Karl Barth has published or released items in the following series...
Reviews - What do customers think about Evangelical Theology: An Introduction?
Doing Theology Barth's Way Sep 16, 2005
In this series of lectures, Barth outlines what it means to do theology. He begins by outlining four components of the context of theology. He then treats four characteristics of a theologian. After that, four threats to theology are listed. Finally, four essential components of theological work are listed. Central to the work are Spirit, faith, hope, and love, the final components of each section.
As one would expect, central elements of Barthian theology are present. The Word of God and the community of faith are central to the theological endeavor. God is the ultimate object of theology, rather than humanity.
This is an excellent introduction to Barth. It is also a good way to begin theological exploration.
A Matchless Introduction to a Matchless Theologian Feb 8, 2004
Among 20th century theologians, Barth is arguably without peer. Here we have a beautiful introduction written in his later years to Barth's entire theological output. If one were serious about beginning to read Barth, there is no better book through which one could enter into his thought. A very helpful book for those interested in what Barth has to say about the nature and purpose of theology. A treasure.
definitive, on all accounts! Jul 10, 2002
The book, which was originally a lecture-series, begins with a definition of what "evangelical" theology is. From this point on, Barth elaborates (further) "biblical" definitions -- which is the starting and ending point of all of Barth's theology; the theology of the Prophets and Apostles, of God Himself, as He has made Himself known to His specially-selected "witnesses" throughout history.
One will find hints of Barth's (so-called) "crisis theology" here; the Bible, attesting to and confronting, humanity with His Word, Jeusus Christ -- who speaks, and has spoken -- and will continue to speak to all....

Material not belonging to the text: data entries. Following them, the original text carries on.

PR #4521, opened 2024-05-22
fix(react-components): make sure model matrices are compared properly before removal and bump to react-components 0.44.4

haakonflatval-cognite:
#### Type of change

Bug 

#### Jira ticket :blue_book:

## Description :pencil:

Fix a bug where models would be removed if transform was not set (?)

### DIFF
--- a/react-components/src/utilities/isSameModel.ts
+++ b/react-components/src/utilities/isSameModel.ts
@@ -56,7 +56,7 @@ export function isSamePointCloudModel(
 
 const identity = new Matrix4();
 
-function isSameTransform(m0: Matrix4 | undefined, m1: Matrix4 | undefined) {
+function isSameTransform(m0: Matrix4 | undefined, m1: Matrix4 | undefined): boolean {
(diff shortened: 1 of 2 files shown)


react-components/src/utilities/isSameModel.ts
```diff
@@ -52,13 +50,24 @@ export function isSamePointCloudModel(
...
+    isSameTransform(model0.transform, model1.transform)
   );
 }
 
+const identity = new Matrix4();
+
+function isSameTransform(m0: Matrix4 | undefined, m1: Matrix4 | undefined): boolean {
+  if ((m0 === undefined || m0.equals(identity)) && (m1 === undefined || m1.equals(identity))) {
+    return true;
+  }
```
danpriori, line 62: m0 being undefined and m1 being a matrix4 identity is not really the same transform, for instance. Or something I've forgot?

danpriori: Ok so based on our discussion, the idea is to either being one undefined and another one is identity, it will be treated as with the same transform later on, so it is intentional. Ok.

Issue #95, opened 2017-06-10
nextcloud:fpm Request Entity Too Large


l0calh05t:
I am running a docker-compose setup using nextcloud:fpm, nginx, nginx-proxy and docker-letsencrypt-nginx-proxy-companion (based on the example in .example, but without a non-sqlite db, redis or collabora). This works for the most part, however I cannot upload files larger than 2MB. According to #32 docker-letsencrypt-nginx-proxy-companion can cause this, but adding a `client_max_body_size` setting to the default or VIRTUAL_HOST-specific vhost.d files has no effect.

Could this be caused by the fast_cgi in the fpm module? I tried adding `fastcgi_param PHP_VALUE "upload_max_filesize = 4000M \n  post_max_size=4000M";` to the server config but this doesn't appear to have any effect either.

SnowMB:
Seems like your proxy setting was fine, but the error is in the image: #97

kunago:
Using docker-compose there should be some way to overwrite the conf files but trying nearly everything I am still unable to make it work. Does anyone have a hint?

bang-uin:
Seem like the error is coming from the nginx proxy.

Please try to add 

`client_max_body_size 10G;`

to the end of _proxy/vhost.d/default_

Restart the proxy and try to upload a > 2MB file.

l00ptr:
I have the same issue. It works if I add the client_max_body_size 1G; to proxy/vhost.d/default. But this file is eresased/templated if I restart the letsencrypt-companion container. Don't know where I can put some extra config for it nginx or letsencrypt container.

bang-uin:
Hmm, this is strange. 
I have updated everything, restarted all instances and even rebooted.
My entry is still there.

l00ptr:
did you restart your letsencrypt-companion container? 

Restarting it in my case always overwritte the default file

```
 % sudo cat default    
## Start of configuration add by letsencrypt contain
location /.well-known/acme-challenge/ {
    allow all;
    root /usr/share/nginx/html;
    try_files $uri =404;
    break;
}
client_max_body_size 1G;
## End of configuration add by letsencrypt container


 % sudo docker restart letsencrypt-companion
letsencrypt-companion



 % sudo cat default 
## Start of configuration add by letsencrypt container
location /.well-known/acme-challenge/ {
    allow all;
    root /usr/share/nginx/html;
    try_files $uri =404;
    break;
}
## End of configuration add by letsencrypt container
```

[...]

PR #125, opened 2017-07-06
[WIP] Rework of Examples Section

tilosp:
Closes #103 Closes #98 Closes #95 Closes #75 Closes #86 Closes #104

TODO:
- [x] split the examples into subfolders
- [x] docker-compose example:
  - [x] use JrCs proxy companion #98 
  - [x] Use volumes instead of mounted folders 
  - [x] add proxy settings for upload size #95
  - [x] don't use an external network as it is not needed when the proxy is defined in the same file. Use multiple networks in the file instead
  - [x] add example for apache version
  - [x] change mounts to only `/var/www/html` since it's simpler and less error-prone (would prevent that "config directory not writeable"-error #75 #86) 
  - [x] remove container names (not needed)
  - [x] remove `${DOMAIN}`, it isn't explained anywhere
  - [x] Add example with "indiehosters"-style 2nd container running a cron job #123 
  - [x] Don't use `volumes_from` in the fpm example since it isn't supported in docker-compose file version 3
- [x] derived Dockerfiles:
  - [x] Add examples for both cases apache and fpm
  - [x] Add build tests

PR #162, opened 2017-09-30
add client_max_body_size to upload files > 2 MB

mr-bolle:
With the current configuration i can only upload files < 2MB. If i upload bigger files i get the error message "Request Entity Too Large" back. I add the Solution from [SnowMB @issues/95](https://github.com/nextcloud/docker/issues/95#issuecomment-322683966)


tilosp:
This change is already part of #125.

PR #166, opened 2017-10-02
Add Play with Docker button

tilosp:


tilosp:
I chose postgres because it supports UTF8 4 byte characters without requiring extra configuration (some apps show warning if there is no UTF8 4 byte support, for example the news app). For MySQL this would be required: https://docs.nextcloud.com/server/12/admin_manual/configuration_database/mysql_4byte_support.html

And if we want to have cron the container variant is the only one that works on PWD, because we can't use a Dockerfile to build a customized image. PWD only downloads the `stack.yml` file and  as far as i can tell there is no way to add additional files.

Once we have a way to configure redis via environment variables i would also like to add redis.

pierreozoux:
@tilosp about PG, is it compatible with most apps? What is your experience with it?
(Just asking for a friend :P )

(Actually, I'd be interested to run Nextcloud with https://www.cockroachlabs.com/ :) )

tilosp:
@pierreozoux I migrated my nextcould instance to PostgreSQL about half a year ago (small instance, about 10 Users and no db cluster). 
And the only problem i encountered was that Nextcloud 11/12 is not compatible with the new PostgreSQL 10 (https://github.com/nextcloud/server/issues/5930). 
All the apps i tried worked without any problem. I'am currently running contacts, calendar, tasks, news, deck, u2f, totp, ...

pierreozoux:
Ok, thanks for the answer :)

PR #173, opened 2017-10-23
Allow compose to find all env variables

salinasv:
With two declared "environment" compose only takes the second one. In
thi case it means that the letsencrypt companion and reverse-proxy can't
read the neede variables for the setup, making this example to return a
http 503 error.


tilosp:
Thanks a lot for your contribution!

PR #199, opened 2017-12-17
Added recursive flag to chown command

yotamN:
The current example in the README.md will not change the owner of the subdirectories and because of that I couldn't upload files to the subdirectories in my account, using the `-R` flag worked for me.


tilosp:
Thank you very much for your contribution!

PR #220, opened 2018-01-12
Add cron

### LINKED ISSUE #134: Why use the webcron and not a real cron task
Our owncloud has little access and the cron tasks are not run frequently.
Adding cron for this taks is an option?

tilosp:
Closes #134


tilosp:
@yosifkit or @tianon please review

yosifkit:
Seems sane to me. :+1: :heart:

PR #221, opened 2018-01-13
create a folder for the last Version 13RC1

mr-bolle:
I add a new folder for the current Release Canidate from Nextcloud.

Karl Barth disdained the term "neo-orthodoxy" which was designated to his 'type' of theological-beliefs, or as "his" system. For him the Gospel was "ever anew" and always "fresh" to each generation, as well as every individual in it.
He has maintained a patent and resolute singularity with the Reformers, being regarded as one of the greatest Christian thinkers in the Reformed tradition. At the same time, he continually challenges both the orthodox and heterodox to "re-think" our theology and to make sure we are in conformity and within the blessed assurance of the theology of Prophets and the Apostles: God's Word (New Testament Greek: theou logos = "theology").
This isn't "past time reading". (Not for the theologically uninformed). Yet the style, method, and "logic" is easily followed -- if one doesn't "skip" a thought here or there. I (personally) use the book as both a "devotional" and as a technical-reference.
Chapters on: Prayer, Solitude, The Word, The Witnesses, Community....more!
Buy it (you'll like it)!
A masterpiece by a master theologian Jun 26, 2002
Barth wrote "evangelical theology" at the very end of his academic career. it consists of reflections upon what it means to be a theologian and a christian. This is a tremendous book and i would recommend it to any serious student of theology.